NATO kuvvetlerinin Sabre Strike 2016 ortak tatbikatları devam ediyor. Bu etkinlik kapsamında, Kuzey Atlantik İttifakı'nın çeşitli ülkelerinin askeri personeli, bir dizi Doğu Avrupa ülkesinin topraklarındaki eğitim sahaları koşullarında etkileşim pratiği yapıyor. ve atanan savaş eğitimi görevlerini çözme. Manevralara çok sayıda asker ve subayın yanı sıra farklı ülkelere ait çeşitli askeri teçhizat da katıldı. Doğu Avrupa'ya teslim edilen iki adet muharebe aracı yurt dışında ve ülkemizde basının ilgisini çekti.
14 Haziran'da, Tennessee Ulusal Muhafızları'nın 164. Ulaştırma Kanadından bir C-17 Globemaster III askeri nakliye uçağı Tallinn'deki (Estonya) havaalanına indi. Uçakta M142 HIMARS tipi iki savaş aracı vardı. Aynı zamanda Ulusal Muhafızlara ait olan bu teçhizat, mevcut tatbikat Sabre Strike 2016'ya katılmak üzere Baltık Devletlerine teslim edildi. Tatbikat kapsamında füze sistemlerinin bir manevra haline gelen eğitim alanlarından birine gitmesi gerekiyordu. yer ve ardından koşullu hedeflere saldırın.
Füze sistemlerinin transferi, yabancı ve yerli basının ilgisini çekti. Bu nedenle, bazı yabancı yayınlarda, iki HIMARS sisteminin Baltık tatbikatlarına katılımı "Moskova'ya açık bir sinyal" olarak adlandırıldı. Pentagon yetkilileri ise böyle cesur ve hatta kışkırtıcı açıklamalar yapmadan yaptılar. Resmi verilere göre, füze sistemleri, çeşitli ülkelerin ordularının etkileşimini çözmek ve yeni menzillerde çalışma konusunda deneyim kazanmak için tatbikatlarda yer alıyor.
M142 HIMARS ateş ediyor. Fotoğraf Wikimedia Commons
Yabancı basının M142 HIMARS kompleksleri ve yetenekleri ile ilgili incelemeleri ve bu tür ekipmanların transferinin siyasi sonuçları dikkat çekemez. Bu sistemleri ele alalım ve Doğu Avrupa ülkelerinde konuşlandırılan Rusya'ya ne tür bir tehdit oluşturabileceklerini belirlemeye çalışalım.
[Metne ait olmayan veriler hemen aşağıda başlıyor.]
PR #15796, opened 2026-03-20
fix(ui): populate URL filter parameters on first load. Fixes #15794

### LINKED ISSUE #15794: UI: filter parameters are not populated in the URL on first load
### Pre-requisites

While reviewing #15217 I saw that the URL is not populated on first load to the workflows list and workflow template pages. This is due to the early return via `isFirstRender.current`. We can combine this approach to use `history.replace` with all the parameters on the first render, and push otherwise, which avoids the "multiple backs" issue originally described in #13940, while updating the URL to show the actual search parameters that are active.

This is a small quality-of-life improvement so that users can share a filter URL directly from the page, instead of having to click (on some filter) twice to update the URL to what they actually want to share.

### Version(s)

latest main (5456d80f25c2437c4d717e6e5f266e26ab496449)

```YAML
* Click onto the workflows list and note the URL is `<host>/workflows`. Take note of the search filters that are pre-set (from a prior session) in the UI, e.g. namespace. These are not reflected in the URL.
* Update a filter, e.g. set "name contains" to "test"
* Observe the URL updating to `<host>/workflows?namespace=argo&limit=10&Contains=test`

Expected behaviour: we see `<host>/workflows?namespace=argo&limit=10` on first load.
```

```text
N/A
```

```text
N/A
```

elliotgunton:
Fixes #15794

### Motivation

Small quality of life improvement for query filter parameter behaviour

### Modifications

* For the Workflow, WorkflowTemplate and CronWorkflow pages

### Verification

https://github.com/user-attachments/assets/c1cd2e00-6af4-4142-adea-3bdbeea4a927

### DIFF
--- a/ui/src/cron-workflows/cron-workflow-list.tsx
+++ b/ui/src/cron-workflows/cron-workflow-list.tsx
@@ -51,16 +51,13 @@ export function CronWorkflowList({match, location, history}: RouteComponentProps
 
     // save history
     useEffect(() => {
-        if (isFirstRender.current) {
-            isFirstRender.current = false;
-            return;
-        }
-        history.push(
+        (isFirstRender.current ? history.replace : history.push)(
             historyUrl('cron-workflows' + (nsUtils.getManagedNamespace() ? '' : '/{namespace}'), {
                 namespace,
                 sidePanel
             })
         );
+        isFirstRender.current = false;
     }, [namespace, sidePanel]);
 
     // internal state
--- a/ui/src/workflow-templates/workflow-template-list.tsx
+++ b/ui/src/workflow-templates/workflow-template-list.tsx
@@ -64,22 +64,19 @@ export function WorkflowTemplateList({match, location, history}: RouteComponentP
     );
 
     useEffect(() => {
-        if (isFirstRender.current) {
-            isFirstRender.current = false;
-            return;
-        }
         storage.setItem('options', {labels}, {});
         const params = new URLSearchParams();
         labels?.forEach(label => params.append('label', label));
         if (sidePanel) {
             params.append('sidePanel', 'true');
         }
-        history.push(
+        (isFirstRender.current ? history.replace : history.push)(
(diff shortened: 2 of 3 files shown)


themavik (commented):
history.replace on first render syncs workflows, cron-workflows, and workflow-templates URLs without stacking a duplicate push. nit: workflow-template-list still encodes sidePanel as the string true in query params—confirm readers still treat that the same after the reorder.

ui/src/cron-workflows/cron-workflow-list.tsx
MasonM: Minor: this could be de-duplicated a bit:
```suggestion
(isFirstRender.current ? history.replace : history.push)(
    historyUrl('cron-workflows' + (nsUtils.getManagedNamespace() ? '' : '/{namespace}'), {
        namespace,
        sidePanel
    })
);
isFirstRender.current = false;
```

ui/src/workflow-templates/workflow-template-list.tsx
MasonM: Same as above:
```suggestion
        (isFirstRender.current ? history.replace : history.push)(
            historyUrl('workflow-templates' + (nsUtils.getManagedNamespace() ? '' : '/{namespace}'), {
                namespace,
                extraSearchParams: params
            })
        );
        isFirstRender.current = false;
```

MasonM (commented):
Good job! Just some minor comments about de-duplication

ui/src/cron-workflows/cron-workflow-list.tsx
MasonM: For some reason, GitHub isn't showing this suggestion correctly. This is meant to replace lines 54 to 69

elliotgunton: Nice, I didn't know that was possible!

MasonM (approved):
Thanks!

HIMARS (Yüksek Hareketli Topçu Roket Sistemi - "Son derece hareketli roket topçu sistemi") konusundaki ilk çalışma seksenlerde gerçekleştirildi. O dönemde var olan M270 MLRS MLRS, temel özellikleri açısından gereksinimleri karşılıyordu ancak hareketliliği bazı sorunların çözümünde yetersiz kalabiliyordu. Sonuç olarak, daha mobil bir versiyonda yeni bir benzer sistem oluşturmak gerekiyordu. Doksanlı yılların başlarında, 227 mm roketler için altı raylı, havadaki bir şasiye yerleştirilebilecek nispeten kompakt bir fırlatıcı yaratma olasılığı belirlendi.
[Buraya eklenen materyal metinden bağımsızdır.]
PR #15788, opened 2026-03-20
fix(controller): preserve NodeError phase in steps

thevilledev:
Fixes #14337

### Motivation

The steps controller unconditionally converts `NodeError` to `NodeFailed` in two locations when propagating phases through the step hierarchy. When a step child errors (e.g. pod error, expression evaluation error), the step group and parent `Steps` node are both hardcoded to `NodeFailed` regardless of the child's actual phase. This loses the `Error` vs `Failed` distinction, which matters for [`continueOn.error`](https://argo-workflows.readthedocs.io/en/latest/fields/#continueon) and for users who rely on the workflow phase to distinguish infrastructure errors from logical failures.

### Modifications

Two changes:

- when marking the parent `Steps` node from a failed/errored step group, use `sgNode.Phase` instead of hardcoded `wfv1.NodeFailed`
- when marking the step group from a failed/errored child, use `childNode.Phase` instead of hardcoded `wfv1.NodeFailed`

### Verification

I added a regression test `TestStepsPreserveNodeErrorPhase`, with a Steps template with a child in `NodeError` phase. Asserts both the step group and Steps node preserve `NodeError`. Fails on main (gets Failed), passes with fix.

I also had to update a few existing tests whose expectations changed from Failed to Error. The old code masked the true phase by converting all errors to failures. These tests use pre-populated node state without real pods in the kubeclient, so when the controller assesses pod status and finds no pod, it marks the node as Error (infrastructure problem) rather than Failed (application exit).

Test manifest for local Kind cluster:

```yaml
apiVersion: argoproj.io/v1alpha1
kind: Workflow
metadata:
  generateName: verify-steps-error-
spec:
  entrypoint: main
  serviceAccountName: argo
  templates:
  - name: main
    steps:
    - - name: run-eval
        template: erroring-eval
        arguments:
          parameters:
          - name: INPUT
            value: "no-colon-here"
  - name: erroring-eval
    inputs:
      parameters:
      - name: INPUT
    steps:
    - - name: placeholder
        template: noop
        when: "false"
    outputs:
      parameters:
      - name: RESULT
        valueFrom:
          expression: "inputs.parameters.INPUT.splitList(':')[1]"
  - name: noop
    suspend:
      duration: "0"
```

Currently `main` branch sets the workflow phase to `Failed` where as this fix sets it to `Error`.

### Documentation

This is a bug fix that corrects phase propagation. No documentation changes needed.

PR #15798, opened 2026-03-20
fix: webhook dispatch applies template metadata

thevilledev:
### Motivation

When the webhook event handler creates a workflow from a `WorkflowTemplateRef`, it does not copy `spec.workflowMetadata.labels` or `spec.workflowMetadata.annotations` from the resolved template onto the workflow. These are only applied later asynchronously by the controller in `updateWorkflowMetadata()`.

This causes two problems:

- Label-selector watches cannot find the workflow between creation and controller reconciliation, leading to timeouts in `WaitForWorkflow()`.
- If the workflow is archived before cleanup runs (or cleanup uses label selectors), stale archived workflows without the expected labels are never cleaned up, polluting subsequent test runs. See [this](https://github.com/argoproj/argo-workflows/actions/runs/23351490877/job/67931896440?pr=15788) CI run from #15788. Overall seems to manifest into `CI / E2E Tests (test-api, mysql, true)`.

CronWorkflows already apply `workflowMetadata` at creation time.

### Modifications

After fetching the WorkflowTemplate and calling `NewWorkflowFromWorkflowTemplate()`, copy `spec.workflowMetadata.labels` and `spec.workflowMetadata.annotations` from the template onto the workflow. This runs before `populateWorkflowMetadata()` so event binding metadata can still override template values. `labelsFrom` is intentionally left to the controller since it requires runtime parameter evaluation.

### Verification

Added two unit tests that verify:

- A workflow created via webhook dispatch carries `workflowMetadata` labels and annotations from the template alongside standard dispatch labels.
- Event binding metadata takes precedence over template metadata for the same label key.
 
Both tests fail against the unfixed code and pass with the fix.

### Documentation

No documentation changes needed. This aligns webhook dispatch behavior with the existing CronWorkflow behavior.

### DIFF
--- a/server/event/dispatch/operation.go
+++ b/server/event/dispatch/operation.go
@@ -4,6 +4,7 @@ import (
 	"context"
 	"encoding/json"
 	"fmt"
+	"maps"
 	"strings"
 
 	"github.com/expr-lang/expr"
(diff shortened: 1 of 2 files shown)


thevilledev:
Thanks @isubasinghe! Tests look green, except the code coverage upload (which seems unrelated). Hopefully the tests pass more often now ❤️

1990 yılının ortalarında, Pentagon, yüksek hareketlilik ve hareketlilik ile karakterize edilen yeni bir çoklu fırlatma roket sistemi için gereksinimleri oluşturdu. Birkaç yıl sonra, test için HIMARS sisteminin bir prototipi çıktı, ancak bu, sonraki üretim araçlarından belirgin şekilde farklıydı. 1996 yılının başlarında, Lockheed Martin, tasarım çalışmalarını tamamlamak ve yeni sistemin birkaç tam prototipini inşa etmek için bir sözleşme aldı. Bu sözleşmenin şartlarının yerine getirilmesi, projenin tamamlanmasını ve seri üretim için yeni savaş araçlarının hazırlanmasını mümkün kıldı. Bir dizi gerekli testten sonra, 2003 yılında M142 HIMARS kompleksi hizmete girdi. Unutulmamalıdır ki, hizmete alınması çeşitli işlerde duraksamaya yol açmamıştır. Füze sistemi için yeni mühimmat oluşturulması uzun süredir devam ediyor ve şimdiye kadar durmadı.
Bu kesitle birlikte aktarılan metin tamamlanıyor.